The Indigenous arts industry is a major component of the remote economy (see, for example, Altman 2003). The study area where I observed the enumeration in 2006 contained one extremely successful art centre, many successful and well-known artists and many others who were learning from the more established artists. Despite the inclusion of ‘artist’ in the list of suggestions for occupations, however, only one or two people put this down as their occupation. It is clear that the majority of people do not really think of art production as a job, and the emphasis in the census questions on sources of regular income—as opposed to intermittent and somewhat unpredictable income—conspires with this attitude to render an important source of income and economic engagement essentially invisible.

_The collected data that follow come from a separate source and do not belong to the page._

PR #1971, opened 2026-05-06
Nickez/bb03 binaries

NickeZ:
Some terminology

Platform - Everything that is common to the stm32u5 platform (basically the stm32u5 HAL)
Board - Everything that is specific to a single board and MCU, for example the STM32U5A9J-DK dev-kit, the bb03 "test board" or the bb03 "production board". Every board has at least a unique pinout and memory layout.


scripts/copy_st_drivers.py
```diff
@@ -0,0 +1,459 @@
...
+        raise ValueError(
+            "board must match {} (letters, digits, '.', '_' and '-', no slashes)".format(
+                BOARD_RE.pattern
+            )
+        )
+    if board in RESERVED_BOARD_NAMES:
+        raise ValueError("board name '{}' is reserved".format(board))
+
+
+def hal_driver_directories(source):
```
cedwies: for `HAL_CONF` we have an exact path and name, but for the `HAL_DRIVER` folder we go for a loose/generic way. If possible, I would prefer consistency here. Are we really expecting multiple HAL drivers when we just expect a single `stm32u5xx_hal_conf.h`?

scripts/copy_st_drivers.py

From the Yolngu point of view therefore, art production is not a ‘job’, even if it is a source of income. There are, however, some things considered by Yolngu to be ‘jobs’ that the mainstream categories ignore. Several senior Yolngu who were CDEP participants described their occupation as ‘leader’ or ‘community leader’. Needless to say, there was no match for these in the CDEP pick list, and it is very unlikely that such are their ‘official’ CDEP job descriptions. It proved very difficult to deal with such cases even in ‘best fit’ or by exiting the CDEP module, since equivalent jobs in the mainstream generally imply high levels of formal (Western) education and qualifications, and incomes to match. From the point of view of these senior Yolngu, however, this is indeed their most important job, and it can be demanding and time-consuming.
It is extremely interesting to see these cultural differences in the idea of what is and is not ‘work’ being played out through the census process. What is frustrating is that none of this complexity is evident in the official output of the census—the tables representing the ‘facts and figures’ of Indigenous employment. Arguably, however, if effective measures are to be put in place to improve the economic circumstances of Indigenous people, it is as necessary to understand differences in perceptions and values as it is to understand the ‘facts’ as they appear through the lens of the mainstream.